Introduction: The Warm Fire was started by lightning on June 8 and was managed as a “wildland fire use” fire for approximately 21/2 weeks. On June 25, fire management transitioned from a wildland fire use to a suppression strategy after winds pushed the fire south outside the Maximum Manageable Area, burning over 39,000 acres. On July 1, 2006 a Burned Area Emergency Response (BAER) team wa assembled to conduct a soil and hydrologic assessment and initiate rehabilitation to minimize the loss of soil productivity, downstream water quality, and threats to human life and property. Rehabilitation of fire lines, repair of storm damaged roads, and aerial seeding of the high intensity burned areas occurred under the BAER plan. On August 1, 2006 an interdisciplinary post-fire assessment team was assembled to assess the status of the resources, identify recovery needs, and recommend a program of recovery work (beyond BAER). The assessment team identified the levels of tree mortality across the wildfire area. The final Start Printed Page 78133assessment will be available on the Kaibab National Forest Web site http://www.fs.fed.us/​r3/​kai.

The National has begun addressing the needs identified in the draft assessment including repair of range improvements and removal of hazard trees along roads. The Warm Fire Recovery project addresses three of the needs identified in the assessment. Public meetings were held to discuss the Warm Fire and potential management of the burned areas. Comments and recommendations were considered in the formulation of the proposed action for this project.

Need for Action

Recovery the Economic Value from Burned Timber

Thousands of acres of suitable timberland burned in the Warm Fire are now occupied by dead and dying trees. The Kaibab Forest Plan includes the goal to “manage suitable timberland to provide a sustained level of timber outputs to support local dependent industries”. The Plan also includes a guideline for Ecosystem Management Area (EMA) 13 to “salvage stands, or parts thereof, that are severely damaged by dwarf mistletoes, insects, fires, windthrow”. The Forest Service has a MOU with the State of Utah to jointly identify priority restoration needs, build capacity to accomplish needed restoration projects and to expand the use of stewardship contracting or other tools that encourage local employment in order to benefit the management of the National Forests and communities of the Central Colorado Plateau.

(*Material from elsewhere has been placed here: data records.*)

PR #245, opened 2021-07-08
Fix display in BigInteger

howardwu:
## Motivation

This is a hotfix for the Display trait in BigInteger, which now outputs a radix 10 integer representation as a string.

## Test Plan

Adds sanity checks to confirm the first two limbs are converted correctly, and samples random integers, confirming their integer string representation is correct.


weikengchen:
Another PR #246 also makes this fix, which may be more general, as it simply invokes the BigUint to convert the number.

weikengchen:
Just found that our solutions are almost identical (but I didn't add those tests). Let me approve this one, but you might hit some PR conflicts with #246.

utilities/src/biginteger/biginteger.rs
```diff
@@ -57,6 +57,9 @@ pub trait BigInteger:
     + AsRef<[u64]>
     + From<u64>
 {
+    /// The number of limbs used in this BigInteger.
+    const NUM_LIMBS: usize;
```
weikengchen, line 61: I like this. This should be done!

utilities/src/biginteger/macros.rs
```diff
@@ -167,16 +169,15 @@ macro_rules! bigint_impl {
             #[inline]
             fn from_bits_be(mut bits: Vec<bool>) -> Self {
                 let mut res = Self::default();
-                let mut acc: u64 = 0;
```
weikengchen, line 170: My PR didn't fix this issue. This part should be added soon.

weikengchen (approved):

howardwu:
Thanks Weikeng! Glad we both caught it around the same time :) I can work with you to resolve any merge conflicts in PR #246, I'll keep an eye on it

weikengchen:
Sure, I would prefer you merge this one first since it is smaller, otherwise, it would be overwhelmed by a bigger PR.

PR #242, opened 2021-07-07
Signature scheme cleanup and add flexibility to signature verification gadget

raychu86:
## Motivation

This PR removes unnecessary trait requirements like `digest` from Schnorr parameters and Schnorr verification gadgets. 

Additionally, more support has been added to the Signature verification gadget in order to support the signature scheme used in the Account model (GroupEncryption), which is a wrapper around the Schnorr signature implementation.

PR #246, opened 2021-07-08
Add full-fledged Poseidon and use it everywhere (Marlin and Schnorr)

weikengchen:
## Motivation

Let me apologize to @raychu86 first, as this PR might still have a few conflicts with the Schnorr signature you are working on.

This PR adds the latest implementation from `ark-sponge` of Poseidon and matches the official Poseidon reference implementation (which implies that ours is also a reference implementation). This part is captured by `snarkvm-sponge`.

Then, it replaces the existing sponge in Marlin constraint gadgets, as well as replaces the Blake2s hash function used in the Schnorr signature (this is where I came across Raymond's PR #242 since we are both removing Blake2s).

## Test Plan

The code passes a number of existing tests in the repo.

## Related PRs

This is based on #231 and subsumes #242.

## Followup

As Pratyush pointed out, sometimes the sponge is used in more than one proof system, and one may want an optimized set of parameters that is not too bad for Groth16, not too bad for Marlin. This will be surely in a separate PR, and it also involves research on the detailed performance gap between Groth16 and Marlin, so that we can weigh the optimization goal properly.


weikengchen:
This PR also has overlapped with #245, but #245 fixes other issues and should also be merged into the master soon.

utilities/src/biginteger/macros.rs
```diff
@@ -190,6 +190,28 @@ macro_rules! bigint_impl {
...
+                    res.extend_from_slice(&limb);
+                }
+                res
+            }
+
+            #[inline]
+            fn to_biguint(&self) -> num_bigint::BigUint {
+                BigUint::from_bytes_le(&self.to_bytes_le())
+            }
+
```
howardwu, line 214: This is great! Let's keep these methods along with the impl in PR #245

weikengchen: (I copied them from arkworks-rs, which we added the `to_biguint` just recently because otherwise printing out field elements is hard.)

algorithms/src/signature/schnorr.rs
```diff
@@ -166,32 +173,53 @@ where
...
+            }
+        }
 
-            // Compute the supposed verifier response: e := H(salt || r || msg);
-            if let Some(verifier_challenge) = <G as Group>::ScalarField::from_random_bytes(&D::digest(&hash_input)) {
-                break (random_scalar, verifier_challenge);
-            };
+        // Hash everything to get verifier challenge.
+        let mut hash_input = Vec::<<G as AffineCurve>::BaseField>::new();
+        hash_input.extend_from_slice(&self.parameters.salt.to_field_elements().unwrap());
```
howardwu, line 192: @raychu86 heads up that the branch with replacement of `salt` to `public_key` will conflict with the changes here.

weikengchen: That should be doable, as the public key will be a point, which can be hashed into the sponge just like the "commitment" in the next line.

weikengchen: @raychu86 Do you want which branch it is? If the change is small, I can merge it into this PR.

weikengchen:
one moment fixing dependencies... it seems to be more complicated than I think so I will start my VM...

howardwu (approved):

PR #250, opened 2021-07-09
Updates trait `PrimeField` repr methods to correct convention

howardwu:
## Motivation

`PrimeField` traits currently provide `PrimeField::into_repr` and `PrimeField::into_repr_raw`, which do not consume `self`, but rather use `&self` to construct a new instance.

In addition the `PrimeField::into_repr_raw` and `PrimeField::from_repr_raw` methods are unsafe to use as each `PrimeField` is in Montgomery representation (not standard form). Attempting to use these methods and introduce them without Montgomery conversion results in elliptic curve points (one level above) that do not lie on the correct curve (as they do not satisfy the corresponding curve equation).

As such, this PR renames these 4 `PrimeField` methods as `PrimeField::to_repr`, `PrimeField::to_repr_unchecked`, `PrimeField::from_repr`, and `PrimeField::from_repr_unchecked`.

### DIFF
--- a/algorithms/benches/msm/variable_base.rs
+++ b/algorithms/benches/msm/variable_base.rs
@@ -33,7 +33,7 @@ fn variable_base(c: &mut Criterion) {
 
     let mut rng = XorShiftRng::seed_from_u64(234872845u64);
 
-    let v = (0..SAMPLES).map(|_| Fr::rand(&mut rng).into_repr()).collect::<Vec<_>>();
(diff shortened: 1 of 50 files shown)


Pratyush:
Instead of `unsafe`, I'd go for `unchecked`, as `unsafe` implies some violations of Rust memory safety laws, which is not the case here.

howardwu:
Thanks @Pratyush! I've made the switch to using `unchecked` for those methods. Will keep an eye out for similar updates in our code.

raychu86 (approved):

weikengchen (approved):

There is a need to recover economic value of some of the burned timber before the commercial value of the wood is lost to deterioration. Jobs created from the sale of salvage material could provide positive benefits to the local community. Also, salvage harvest would help reduce the costs associated with meeting desired fuel conditions in portions of the burned area.

Reforest Burned Conifer Stands and Move Toward Longer-Term Desired Conditions

Long-term desired conditions based on reference conditions (Fule, et al., 2003a; Gildar and Fule, 2004; White and Vankat, 1993) and Kaibab Forest Plan Direction include:

  • Forest stands dominated by the appropriate species, which includes both conifers and quaking aspen as determined as the site level.
  • Uneven-aged stand conditions.
  • Relatively low stand densities in ponderosa pine dominated stands, with higher densities in mixed conifer stands.
  • Surface fuel levels are such that reflects the historic fire regime (relatively frequent and low to mixed fire intensity) and the associated ecological processes are maintained.
  • Collectively, these conditions provide suitable habitat for nature wildlife species, including Northern Gashawks, Mexican Spotted Owls, and their prey species.

The Kaibab Forest Plan includes a standard for EMA 13 to “formulate, design, and propose operations or improvements that contribute, over time, to the achievement of desired resource or ecological conditions in landscapes”.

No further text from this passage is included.